* About this task *
Your answer should be the lines from the start of the records through the line with "## Motivation", copied word for word.

* Exercise data *
-------
PR #2723, opened 2026-07-09
quinn-proto: add TransportConfig::max_rtt to bound RTT samples

mjansson:
## Motivation
  
Every RTT sample feeds straight into the smoothed RTT estimator with no upper bound. When the host is momentarily unable to process incoming packets in a timely fashion — e.g. an async runtime starved of CPU, or packets sitting unread in the socket receive buffer — an ack can be processed long after it arrived, producing a spuriously large RTT sample. That single sample poisons the smoothed estimate, which inflates the PTO, the time-based loss-detection threshold and the idle timeout, and can leave a connection unable to recover.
-------
* Response to this exercise *
PR #2723, opened 2026-07-09
quinn-proto: add TransportConfig::max_rtt to bound RTT samples

mjansson:
## Motivation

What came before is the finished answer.